The following problems are related to the properties in Table 4.1.
(a) Prove the validity of property 2.
(b) Prove the validity of property 4.
(c) Prove the validity of property 5.
(d) Prove the validity of property 7.
(e) Prove the validity of property 9.
(f) Prove the validity of property 10.
(g) Prove the validity of property 11.
(h) Prove the validity of property 12.
(i) Prove the validity of property 13.
TABLE 4.1 Some symmetry properties of the 2-D DFT and its inverse. R(u, v) and I(u, v) are the real and imaginary parts of F(u, v), respectively.

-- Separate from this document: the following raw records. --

Issue #1032, opened 2016-08-10
Auction show page - style clean-up


mtorres253:
Let's do a few things to clean up the auction show page styles

this is for both micropurchase.18f.gov/auctions/[id]

and for  micropurchase.18f.gov/admin/auctions/[id]

- Replace ribbon with status label

- The status label colors should be the same as the colors on the auction preview tiles
![Uploading Screen Shot 2016-09-02 at 3.21.51 PM.png…]()

- Move edit button to top right corner (admins only)

- Get the layout as close as you can to the layout in the prototype

- Try to match font sizes, line spacing and colors

- Move from button nav to tab nav

https://pages.18f.gov/micropurchase/auctions/show/?auctionWorkflowState=draft-vendors

jessieay:
moving this to backlog until there are more details

PR #1315, opened 2016-09-28
Use tab subnav on auction#show

jessieay:
* Move from buttons to tabs
* This new layout requires that the header wrapper be outside of
  `usa-grid`, so had to move that outside of the layout and add to
  individual view templates
* Part of https://github.com/18F/micropurchase/issues/1032

## Before

screen shot 2016-09-28 at 11 50 27 am

## After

The term complex indicates that a function has nonzero real and imaginary parts.
| Spatial Domain † |
| Frequency Domain † |
1) | f(x, y) real | ⇔ | F*(u,v) = F(−u, −v) |
2) | f(x, y) imaginary | ⇔ | F*(−u, −v) = −F(u, v) |
3) | f(x, y) real | ⇔ | R(u, v) even; I(u, v) odd |
4) | f(x, y) imaginary | ⇔ | R(u, v) odd;I(u, v) even |
5) | f(-x, -y) real | ⇔ | F*(u, v) complex |
6) | f(−x, −y) complex | ⇔ | F(−u, −v) complex |
7) | f(x, y) complex | ⇔ | F*(−u −v) complex |
8) | f(x, y) real and even | ⇔ | F(u, v) real and even |
9) | f(x, y) real and odd | ⇔ | F(u, v) imaginary and odd |
10) | f(x, y) imaginary and even | ⇔ | F(u, v) imaginary and even |
11) | f(x, y) imaginary and odd | ⇔ | F(u, v) real and odd |
12) | f(x, y) complex and even | ⇔ | F(u, v) complex and even |
13) | f(x, y) complex and odd | ⇔ | F(u, v) complex and odd |
†Recall that x, y, u, and v are discrete (integer) variables, with x and u in the range [0, M − 1], and y, and v in the range [0, N − 1]. To say that a complex function is even means that its real and imaginary parts are even, and similarly for an odd complex function.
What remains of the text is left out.